PR #474, opened 2026-03-25
fix(storage): hide tenant roots from master storage

gbut277:
## Summary

This prevents the master Storage page from exposing the cross-tenant isolation root.

Before:
- The master storage listing surfaced the top-level `tenants/` directory and its contents.
- Master storage reads could target `tenants/...` paths directly.
- Master storage size calculations included files stored under tenant-specific directories.

After:
- The master storage API hides the `tenants/` root from listings.
- Direct reads into `tenants/...` return `404` from the storage API.
- Master storage size calculations exclude tenant-specific files.

## Changes

- added a storage-level hidden-path rule for the master tenant scope
- filtered hidden tenant paths out of storage list and size traversal
- rejected master storage reads into hidden tenant paths
- added regression tests for listing, reading, and size calculation against tenant roots

## Test plan

- `go test ./internal/http`
- Verified master storage listing does not return `tenants/`
- Verified master storage reads for `tenants/...` return `404`

### DIFF
--- a/internal/http/storage.go
+++ b/internal/http/storage.go
@@ -71,7 +71,7 @@ func (h *StorageHandler) tenantBaseDir(r *http.Request) string {
 // tenants (tenant isolation root — each tenant's data is scoped internally).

What you have to do: Establish how many lines of the material above hold the word "from". Nothing but the count should be returned.

Result: 4